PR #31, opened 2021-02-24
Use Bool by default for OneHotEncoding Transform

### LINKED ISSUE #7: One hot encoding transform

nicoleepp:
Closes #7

━━━━━━━━━━━━━━━━

Directions for this task:
Could you output the records in full, exactly as written?

Result of the task:
PR #31, opened 2021-02-24
Use Bool by default for OneHotEncoding Transform

### LINKED ISSUE #7: One hot encoding transform

nicoleepp:
Closes #7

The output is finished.